Radich drank the last of the Heineken before he spoke again. “Why’d they call you? They couldn’t fingerprint?”

“I guess not,” I said. “This forensic assistant said the fingerprints were-” I stopped to retrieve the exact word from my memory. “He said something about the fingerprints not being useful.”

“Why not?”

“I… I don’t know.” It had seemed reasonable at the time. I hadn’t questioned Rossella, I suppose, because I’d been so damn afraid that this was it, the end, that I hadn’t been thinking logically. “He said something about exposure or the body being outside.”

Radich shook his head, slowly. “I know forensics isn’t your line, it’s not mine, either, but I do know that they can almost always print. Sometimes in real hot, dry conditions the skin gets unprintable, I’ve heard of that.”

“Well, that wasn’t the case here,” I said slowly, seeing the right hand again as I checked for the scar Annelise Eliot had left there.

“Tough on you, to have to go down there for nothing,” Radich said, dismissing the issue. He started packing up the trash into the deli bag.

“I’ll clean up,” I said, waving him off. “I really appreciate the dinner.”

Radich stood. “I know you’ve got my phone number downtown,” he said, taking a pen from his jacket, “but I don’t think you’ve got my home number.” He cast a glance around the table, saw the pale peach take-out menu of the deli he’d gotten the sandwiches from, and wrote on the margin of it. When he handed the menu to me, there were two numbers on it. “Home and cell,” he said. “If you need anything, any help… or more food”-his mouth quirked slightly at the corner, not quite smiling, like he was worried even a small joke wasn’t right given the circumstances-“you call me.”

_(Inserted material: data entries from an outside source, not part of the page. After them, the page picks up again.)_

PR #10321, opened 2021-05-05
MULE-19390: ExclusiveOptionals PG with Dsl True fails when there are repeated names

SebaElizalde:


modules/extensions-support/src/main/java/org/mule/runtime/module/extension/internal/util/MuleExtensionUtils.java
```diff
@@ -584,4 +601,70 @@ public static boolean isConnectedStreamingOperation(ComponentModel componentMode
...
+   *
+   * @since 4.4.0
+   */
+  public static void checkParameterGroupExclusiveness(Optional<ParameterizedModel> model,
+                                                      List<ParameterGroupModel> groups,
+                                                      Map<String, ?> parameters, Map<String, String> aliasedParameterNames)
+      throws ConfigurationException {
+    Set<String> explodedParameterNames = new HashSet<>();
+    Set<String> topLevelParameterNames = parameters.entrySet().stream()
+        .flatMap(entry -> {
```
ndinu, line 624: Wouldn't this just be a map?

modules/extensions-support/src/main/java/org/mule/runtime/module/extension/internal/util/MuleExtensionUtils.java
```diff
@@ -584,4 +601,70 @@ public static boolean isConnectedStreamingOperation(ComponentModel componentMode
...
+          if (entry.getValue() instanceof ParameterValueResolver) {
+            try {
+              ((ParameterValueResolver) entry.getValue()).getParameters().keySet()
+                  .forEach(k -> explodedParameterNames.add(aliasedParameterNames.getOrDefault(k, k)));
```
ndinu, line 628: I think it is weird to do processing and a adding values to a list in the map function. It should only take care of the mapping of the item.

modules/extensions-support/src/main/java/org/mule/runtime/module/extension/internal/util/MuleExtensionUtils.java
```diff
@@ -584,4 +601,70 @@ public static boolean isConnectedStreamingOperation(ComponentModel componentMode
...
+          aliasedParameterNames.getOrDefault(key, key);
+          return Stream.of(key);
+        })
+        .collect(toSet());
+
+    Set<String> parameterNames;
+    for (ParameterGroupModel group : groups) {
+      for (ExclusiveParametersModel exclusiveModel : group.getExclusiveParametersModels()) {
+        if (group.isShowInDsl()) {
+          parameterNames = explodedParameterNames;
```
ndinu, line 643: If we do this, and there was a pojo that is not in a ShowInDsl group, we would get its fields as parameter names here.

modules/extensions-support/src/main/java/org/mule/runtime/module/extension/internal/util/MuleExtensionUtils.java
```diff
@@ -584,4 +601,70 @@ public static boolean isConnectedStreamingOperation(ComponentModel componentMode
...
+   * @param model                 the model that owns the parameter groups
+   * @param groups                the parameter groups in the model whose exclusiveness must be honored
+   * @param parameters            the resolved parameters
+   * @param aliasedParameterNames the alias for each parameter if it has one
+   *
+   * @throws ConfigurationException if the group exclusiveness is not honored by the resolved parameters.
+   *
+   * @since 4.4.0
+   */
+  public static void checkParameterGroupExclusiveness(Optional<ParameterizedModel> model,
```
ndinu, line 618: What is the reason to move this to a util class?

modules/extensions-support/src/test/java/org/mule/runtime/module/extension/internal/util/MulExtensionUtilsTestCase.java
```diff
@@ -65,6 +80,144 @@ public void optionalWithDefaultValue() {
...
+    parameterResolvers.put("anotherParameter", mock(StaticValueResolver.class));
+    parameterResolvers.put("repeatedNameParameter", mock(StaticValueResolver.class));
+    ObjectBuilderValueResolver valueResolver = mock(ObjectBuilderValueResolver.class);
+    when(valueResolver.getParameters()).thenReturn(parameterResolvers);
+    Map<String, ObjectBuilderValueResolver> parameters = new HashMap<>();
+    parameters.put("complexParameter", valueResolver);
+    Map<String, String> aliasedParameterNames = new HashMap<>(0);
+    checkParameterGroupExclusiveness(Optional.of(mock(OperationModel.class)), groups, parameters, aliasedParameterNames);
+  }
+
```
ndinu, line 220: Add a test where there is another parameter group, that is not show in DSL, that has a parameter that is a POJO, and has a field with the name of a parameter in the exclusive optional parameter group that is Show in DSL.

ndinu (changes requested):

modules/extensions-support/src/main/java/org/mule/runtime/module/extension/internal/util/MuleExtensionUtils.java
SebaElizalde: previously, it was a public method inside a class but it used no internal fields or state of the class. it checks things over the model so it made sense to me to move it,

modules/extensions-support/src/main/java/org/mule/runtime/module/extension/internal/util/MuleExtensionUtils.java
```diff
@@ -584,4 +601,82 @@ public static boolean isConnectedStreamingOperation(ComponentModel componentMode
...
+          .orElseThrow(() -> new ConfigurationException(createStaticMessage("Could not find ExtensionParameterDescriptorModelProperty for the parameter group %s",
+                                                                            group.getName())));
+      String containerName = property.getExtensionParameter().getName();
+      try {
+        Object parameter = parameters.get(containerName);
+        if (parameter == null) {
+          throw new ConfigurationException(createStaticMessage("Was expecting a parameter with name [%s] among the resolved parameters",
+                                                               containerName));
+        }
+        return ((ParameterValueResolver) parameters.get(containerName)).getParameters().keySet().stream()
```
ndinu, line 669: I would make a check before casting this, so that we get a better error message of this is not a ParameterValueResolver.

modules/extensions-support/src/main/java/org/mule/runtime/module/extension/internal/util/MuleExtensionUtils.java
```diff
@@ -584,4 +601,82 @@ public static boolean isConnectedStreamingOperation(ComponentModel componentMode
...
+          }
+        }
+      }
+    }
+  }
+
+  private static Set<String> resolveParameterNames(ParameterGroupModel group, Map<String, ?> parameters,
+                                                   Map<String, String> aliasedParameterNames)
+      throws ConfigurationException {
+    Set<String> topLevelParameterNames = new HashSet<>();
```
ndinu, line 652: Shouldn't we only do this if group is not show in DSL?

SebaElizalde: yeah

tests/test-extensions/some-extension/src/main/java/org/mule/test/some/extension/SomeExtension.java
```diff
@@ -7,36 +7,22 @@
...
 import org.mule.runtime.extension.api.annotation.error.ErrorTypes;
-import org.mule.sdk.api.annotation.param.Optional;
-import org.mule.sdk.api.annotation.param.Parameter;
 import org.mule.test.heisenberg.extension.HeisenbergErrors;
 
-import java.time.ZonedDateTime;
-
 @Extension(name = "SomeExtension")
-@Configuration(name = "config")
+@Configurations({ParameterGroupConfig.class, ParameterGroupDslConfig.class})
```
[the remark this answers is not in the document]
SebaElizalde: yup, they were addressed

ndinu (approved):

“Thanks,” I said. “Really, thanks.” I didn’t know what else to say.

“Hang in there, kid.”

“I’m trying,” I said.

“We all feel for you.”

His black eyes were warm with compassion. Radich had been a cop too long to suggest that everything was going to be all right.

chapter 10

I went by work the following morning. Vang was already in.

“Any news, Pribek?” he asked.

I shook my head. “Nothing,” I said. “It’s making me kind of crazy. Nobody knows anything. Nobody’s seen him.”